February 20, 2007; Page A16

On the record, Europe claims to be as concerned as America about a nuclear-armed Iran. The record also shows, however, that Europe’s biggest countries do a booming business with the Islamic Republic. And so far for the Continentals, manna trumps security.

The European Union — led by Germany, France and Italy — has long been Iran’s largest trading partner. Its share of Iran’s total imports is about 35%. Even more notable: Its trade with Tehran has expanded since Iran’s secret nuclear program was exposed. Between 2003 and 2005, Europe’s exports rose 29% to €12.9 billion; machinery, transport equipment and chemicals make up the bulk of the sales. Imports from Iran, predominantly oil, increased 62% to €11.4 billion in that period.

In the absence of an official embargo against Tehran, private EU companies have sought commercial opportunities in Iran. But the real story here is that these businesses are subsidized by European taxpayers. Government-backed export guarantees have fueled the expansion in trade. That, in turn, has boosted Iran’s economy and — indirectly by filling government coffers with revenues — its nuclear program. The German record stands out. In its 2004 annual report on export guarantees, Berlin’s Economics Ministry dedicated a special section to Iran that captures its giddy excitement about business with Tehran.

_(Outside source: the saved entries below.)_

PR #2487, opened 2023-05-20
Create SECURITY.md

RZ7272:


sy-records (changes requested):
Thank you for your PR. 
But I don't think this file should be added. And the version number is wrong.

Girgias:
We have such a file for php-src: https://github.com/php/php-src/blob/master/SECURITY.md

This file makes no sense on the doc repo.

PR #2491, opened 2023-05-23
Fix typo and expected bool value

stchr:


reference/soap/soapclient/dorequest.xml
```diff
@@ -65,7 +65,7 @@
      <term><parameter>oneWay</parameter></term>
      <listitem>
       <para>
-       If <literal>one_way</literal> is set to 1, this method returns nothing. 
+       If <literal>oneWay</literal> is set to true, this method returns nothing.
```
Girgias, line 68:
```suggestion
       If <parameter>oneWay</parameter> is set to &true;, this method returns nothing.
```

Girgias:
Thank you!

PR #2496, opened 2023-05-26
Adding example of why enum inheritance is not allowed.

Danack:
Hoping the CI works to test it's formatted okay....

### DIFF
--- a/language/enumerations.xml
+++ b/language/enumerations.xml
@@ -753,7 +753,7 @@ function bar(B $b) {
 
  <simpara>
   This code is type-safe, as B follows the contract of A, and through the magic of
-  co/contra-variance, any expectation you may have of the methods will be
+  co/contra-variance, any expectation one may have of the methods will be
   preserved, exceptions excepted.
  </simpara>
 
--- a/language/enumerations.xml
+++ b/language/enumerations.xml
@@ -752,7 +752,7 @@ function bar(B $b) {
  </programlisting>
 
  <simpara>
-  This is safe, as B follows the contract of A, and through the magic of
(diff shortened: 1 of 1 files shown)


language/enumerations.xml
```diff
@@ -727,6 +727,103 @@ Baz Enum:int {
...
+    foo($b);
+}
+?>
+]]>
+ </programlisting>
+
+ <simpara>
+  This code is type-safe, as B follows the contract of A, and through the magic of
+  co/contra-variance, any expectation you may have of the methods will be
+  preserved, exceptions excepted.
```
Girgias, line 757: The manual shouldn't use personalisation (i.e. using "you")
So maybe something like:
```suggestion
  This code is type-safe, as B follows the contract of A, and through the magic of
  co/contra-variance, any expectation that is hold about methods will be
  preserved, exceptions excepted.
```
?

Girgias (commented):
The indentation is also somewhat off at the beginning where it should have 2 spaces instead of 1

language/enumerations.xml
Danack: "The manual shouldn't use personalisation"

Kind of hard to refer to someone's state of mind without doing that.....impersonal pronoun it is then.

Girgias (approved):
Thank you!

language/enumerations.xml
```diff
@@ -727,6 +727,103 @@ Baz Enum:int {
...
+  <simpara>
+   Classes have contracts on their methods:
+  </simpara>
+
+  <programlisting role="php">
+<![CDATA[
+<?php
+
+class A {}
+class B {}
```
TimWolla, line 743: Is extends missing here?

PR #2498, opened 2023-05-28
may also return DOMElement

divinity76:
Not explicitly documenting the possibility of returning DOMElement causes the Intelephense linter (a popular PHP linter with ~9 million downloads: https://marketplace.visualstudio.com/items?itemName=bmewburn.vscode-intelephense-client ) to think this code is bad:

$xp->query("whatever")->item(0)->getAttribute("foo");

because DOMNode does not have getAttribute (while DOMElement does). documenting the DOMElement return type should fix Intelephense's linter.

### DIFF
--- a/reference/dom/domnodelist/item.xml
+++ b/reference/dom/domnodelist/item.xml
@@ -10,7 +10,7 @@
  <refsect1 role="description">
   &reftitle.description;
   <methodsynopsis role="DOMNodeList">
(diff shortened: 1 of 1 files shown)


Girgias (changes requested):
This should be fixed in the php-src stubs and then synced back.

divinity76:
@Girgias interesting. made a PR: https://github.com/php/php-src/pull/11339

PR #2501, opened 2023-05-29
Clarifications about getElementsByTagNameNS

nielsdos:
And while we're here, make the documentation consistent.

Never contributed to the docs before, so not sure about wording etc :P

### DIFF
--- a/reference/dom/domdocument/getelementsbytagnamens.xml
+++ b/reference/dom/domdocument/getelementsbytagnamens.xml
@@ -28,7 +28,8 @@
      <listitem>
       <para>
        The namespace URI of the elements to match on. 
-       The special value <literal>*</literal> matches all namespaces.
+       The special value <literal>*</literal> matches all namespaces. 
+       Passing <type>null</type> matches the empty namespace.
       </para>
      </listitem>
     </varlistentry>
--- a/reference/dom/domdocument/getelementsbytagnamens.xml
+++ b/reference/dom/domdocument/getelementsbytagnamens.xml
@@ -28,8 +28,8 @@
      <listitem>
       <para>
        The namespace URI of the elements to match on.
-       The special value <literal>*</literal> matches all namespaces.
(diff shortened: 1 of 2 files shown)


reference/dom/domdocument/getelementsbytagnamens.xml
```diff
@@ -27,8 +27,9 @@
      <term><parameter>namespace</parameter></term>
      <listitem>
       <para>
-       The namespace URI of the elements to match on. 
+       The namespace URI of the elements to match on.
        The special value <literal>*</literal> matches all namespaces.
+       Passing <type>null</type> matches the empty namespace.
```
Girgias, line 32:
```suggestion
       Passing &null; matches the empty namespace.
```
For the value `null` we use the entity (we have some similarly for true and false, you can have a look in `language-snippets.ent` and another `.ent` file the ones we define)

reference/dom/domdocument/getelementsbytagnamens.xml
```diff
@@ -27,8 +27,9 @@
      <term><parameter>namespace</parameter></term>
      <listitem>
       <para>
-       The namespace URI of the elements to match on. 
+       The namespace URI of the elements to match on.
        The special value <literal>*</literal> matches all namespaces.
```
Girgias, line 31:
```suggestion
       The special value <literal>"*"</literal> matches all namespaces.
```
I would enclose it in quotes to show that we mean the string with an asteriks

Girgias (changes requested):
Ditto the changes onto the other page.

nielsdos:
Thanks, applied the suggestions.

Girgias (approved):
I wonder if it makes sense to deprecate the behaviour of passing ``null`` to these functions as it is rather confusing.

Girgias:
So the spec is just weird :| yeah let's follow the spec.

“Federal Government export credit guarantees played a crucial role for German exports to Iran; the volume of coverage of Iranian buyers rose by a factor of almost 3.5 to some €2.3 billion compared to the previous year,” the report said. “The Federal Government thus insured something like 65% of total German exports to the country. Iran lies second in the league of countries with the highest coverage in 2004, hot on the heels of China.”

Iran tops Germany’s list of countries with the largest outstanding export guarantees, totaling €5.5 billion. France’s export guarantees to Iran amount to about €1 billion. Italy’s come to €4.5 billion, accounting for 20% of Rome’s overall guarantee portfolio. Little Austria had, at the end of 2005, €800 million of its exports to Iran covered by guarantees.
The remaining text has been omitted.